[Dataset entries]
==================================================

Issue #1614, opened 2017-10-04
Await existing link expander promises


xPaw:
Link previewer calls `fetch` for every url in every message, it may happen that one url is posted multiple times (in different channels), and before the response arrives for the first request, there is no real need to fire another request, something like
```
if (requests[link]) {
    requests[link].then()
}
```

https://github.com/thelounge/lounge/blob/f18d0193837cac829c26cfc90361752de91f9164/src/plugins/irc-events/link.js#L38-L46

tkulpa:
Hey i have question, where information about currently active requests that are not yet fullfiled should be stored in app? Is client object valid option?

xPaw:
It can be an object within the same file.

PR #1952, opened 2018-01-09
Queue fetching previews so each url is only fetched once

crosma:
This solves issue #1614. Rather than fetching a url once per recipient, put each client and msg into an array to be processed after the attempt to fetch completes.

### DIFF
--- a/src/plugins/irc-events/link.js
+++ b/src/plugins/irc-events/link.js
@@ -11,6 +11,8 @@ const storage = require("../storage");
 
 process.setMaxListeners(0);
 
+const fetchRecipients = {};
+
 module.exports = function(client, chan, msg) {
 	if (!Helper.config.prefetch) {
 		return;
@@ -38,17 +40,28 @@ module.exports = function(client, chan, msg) {
 	})).slice(0, 5); // Only preview the first 5 URLs in message to avoid abuse
 
 	msg.previews.forEach((preview) => {
-		fetch(preview.link, function(res) {
-			if (res === null) {
-				return;
-			}
+		const recipient = {
+			msg: msg,
+			client: client,
+		};
 
-			parse(msg, preview, res, client);
-		});
+		if (!fetchRecipients[preview.link]) {
+			fetchRecipients[preview.link] = [recipient];
+
+			fetch(preview.link, function(res) {
+				if (res !== null) {
+					parse(preview, res, fetchRecipients[preview.link]);
+				}
+
+				delete fetchRecipients[preview.link];
+			});
+		} else {
+			fetchRecipients[preview.link].push(recipient);
+		}
 	});
 };
 
-function parse(msg, preview, res, client) {
+function parse(preview, res, recipients) {
 	switch (res.type) {
 	case "text/html":
 		var $ = cheerio.load(res.data);
@@ -85,7 +98,7 @@ function parse(msg, preview, res, client) {
 					preview.thumb = "";
 				}
 
-				handlePreview(client, msg, preview, resThumb);
+				handlePreview(preview, resThumb, recipients);
 			});
 
 			return;
@@ -139,12 +152,12 @@ function parse(msg, preview, res, client) {
 		return;
 	}
 
-	handlePreview(client, msg, preview, res);
+	handlePreview(preview, res, recipients);
 }
 
-function handlePreview(client, msg, preview, res) {
+function handlePreview(preview, res, recipients) {
 	if (!preview.thumb.length || !Helper.config.prefetchStorage) {
-		return emitPreview(client, msg, preview);
+		return emitPreview(preview, recipients);
 	}
 
 	// Get the correct file extension for the provided content-type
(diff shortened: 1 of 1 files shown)


crosma:
Looks like I missed a bug. Can ditch this PR.

crosma:
Found a bug. Will have an update soon.

src/plugins/irc-events/link.js
```diff
@@ -38,17 +40,32 @@ module.exports = function(client, chan, msg) {
...
-				return;
-			}
+		if (!fetch_recipients[preview.link]) {
+			fetch_recipients[preview.link] = [{
+				msg: msg,
+				client: client,
+			}];
+
+			fetch(preview.link, function(res) {
+				if (res === null) {
```
xPaw: You can do not null check and call `parse` inside.

src/plugins/irc-events/link.js
```diff
@@ -11,6 +11,8 @@ const storage = require("../storage");
 
 process.setMaxListeners(0);
 
+const fetch_recipients = {};
```
xPaw: Camel case please.

src/plugins/irc-events/link.js
```diff
@@ -38,17 +40,32 @@ module.exports = function(client, chan, msg) {
 	})).slice(0, 5); // Only preview the first 5 URLs in message to avoid abuse
 
 	msg.previews.forEach((preview) => {
-		fetch(preview.link, function(res) {
-			if (res === null) {
-				return;
-			}
+		if (!fetch_recipients[preview.link]) {
+			fetch_recipients[preview.link] = [{
```
xPaw: Create the object outside of the `if` so it's not defined in two places.

xPaw:
@crosma I like the idea over all, thanks for doing this! I have a question on how would this handle with 200 IRC connections, I imagine there might be enough latency for the link request to be executed multiple times if the link gets fetched before all IRC connections get the link parsed. Would you be able to test this out?

Also, could you confirm that the preview correctly get stored if you reload the page?

crosma:
Currently there is no caching of the results for these previews. It is definitely the case that the request is repeated if a client requests the link after it has been processed, including both because of latency or a page refresh. Or if the link is shared multiple times.  Also the thumbnail would be written to disk each time.

crosma:
I created a new issue to discuss the caching issue: #1957

xPaw:
Page refresh definitely shouldn't re-fetch the link, I was asking if the info stays visible between page refreshes (`preview` gets updated on the `msg` object).

crosma:
Hey, I was wrong about that, it doesn't fetch links when refreshed.

xPaw:
@crosma Hey, could you look into rebasing this? Master was changed to fetch urls and respect user language to provide more correct previews on services such as Twitter.

This should be changed to group requests per url+language now. I'm thinking language should be avoided in public mode to increase cache hit.

astorije:
> I'm thinking language should be avoided in public mode to increase cache hit.

Are you sure it's a good idea? I feel like public instances are directed at broader audiences than private instances, so that could be pretty bad 😅
At the very least if we don't want to want to cache url+language pairs, we should force language to be English to avoid surprises, but tbh I don't think we need that extra optimization, as it gets in the way of usability.

xPaw:
> Are you sure it's a good idea? I feel like public instances are directed at broader audiences than private instances, so that could be pretty bad
> At the very least if we don't want to want to cache url+language pairs, we should force language to be English to avoid surprises, but tbh I don't think we need that extra optimization, as it gets in the way of usability.

That's what I'm saying, basically use the same behaviour it was before.

astorije:
Not exactly, because what we had before (well, now on `master`) would cache the first language that previews, so you may end up with results in Finnish even though neither your client or server is fetching from there.

But really what I'm saying is... language+url pair is fine for both modes.

astorije:
But why go through the extra pain though? It's not going to burn a server, and we're looking at, what, 15-20 languages in the worst, worst case scenario (like, I'd be surprised if we have more than 5 users with that many languages/users, and if that's the case, they have enough resources on their server/network to deal with it).

It just doesn't make sense to me to over-optimize like this, especially if that ends up being more code (even an extra `if` is something we'll break someday lol) and reduces usability 🤷‍♂️

xPaw:
Multiply that by multiple languages per user (that special allows for percentages per languages and other crazy stuff) and browsers (can have minor differences). The point is to protect server and website owners (it's trivial to abuse if wanted, but luckily nothing stupid has happened yet).

astorije:
Hey @crosma, do you think you'd be able to get back to this PR so we can merge it? :)

astorije:
@xPaw, do you think you'd like to take this over, or should we close it until @crosma stops by this project again?

xPaw:
@astorije Don't have interest in taking this over yet.

astorije:
Fair enough. @crosma, let us know if you're interested again and we'll be happy to help you get this merged :)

==================================================

▸ YOUR INSTRUCTIONS
Scan the entries above for the line containing "This solves issue", and copy it and all lines after it exactly, down to and including the line containing "Looks like I missed a bug. Can ditch this PR.".

▸ EXERCISE RESPONSE
This solves issue #1614. Rather than fetching a url once per recipient, put each client and msg into an array to be processed after the attempt to fetch completes.

### DIFF
--- a/src/plugins/irc-events/link.js
+++ b/src/plugins/irc-events/link.js
@@ -11,6 +11,8 @@ const storage = require("../storage");
 
 process.setMaxListeners(0);
 
+const fetchRecipients = {};
+
 module.exports = function(client, chan, msg) {
 	if (!Helper.config.prefetch) {
 		return;
@@ -38,17 +40,28 @@ module.exports = function(client, chan, msg) {
 	})).slice(0, 5); // Only preview the first 5 URLs in message to avoid abuse
 
 	msg.previews.forEach((preview) => {
-		fetch(preview.link, function(res) {
-			if (res === null) {
-				return;
-			}
+		const recipient = {
+			msg: msg,
+			client: client,
+		};
 
-			parse(msg, preview, res, client);
-		});
+		if (!fetchRecipients[preview.link]) {
+			fetchRecipients[preview.link] = [recipient];
+
+			fetch(preview.link, function(res) {
+				if (res !== null) {
+					parse(preview, res, fetchRecipients[preview.link]);
+				}
+
+				delete fetchRecipients[preview.link];
+			});
+		} else {
+			fetchRecipients[preview.link].push(recipient);
+		}
 	});
 };
 
-function parse(msg, preview, res, client) {
+function parse(preview, res, recipients) {
 	switch (res.type) {
 	case "text/html":
 		var $ = cheerio.load(res.data);
@@ -85,7 +98,7 @@ function parse(msg, preview, res, client) {
 					preview.thumb = "";
 				}
 
-				handlePreview(client, msg, preview, resThumb);
+				handlePreview(preview, resThumb, recipients);
 			});
 
 			return;
@@ -139,12 +152,12 @@ function parse(msg, preview, res, client) {
 		return;
 	}
 
-	handlePreview(client, msg, preview, res);
+	handlePreview(preview, res, recipients);
 }
 
-function handlePreview(client, msg, preview, res) {
+function handlePreview(preview, res, recipients) {
 	if (!preview.thumb.length || !Helper.config.prefetchStorage) {
-		return emitPreview(client, msg, preview);
+		return emitPreview(preview, recipients);
 	}
 
 	// Get the correct file extension for the provided content-type
(diff shortened: 1 of 1 files shown)


crosma:
Looks like I missed a bug. Can ditch this PR.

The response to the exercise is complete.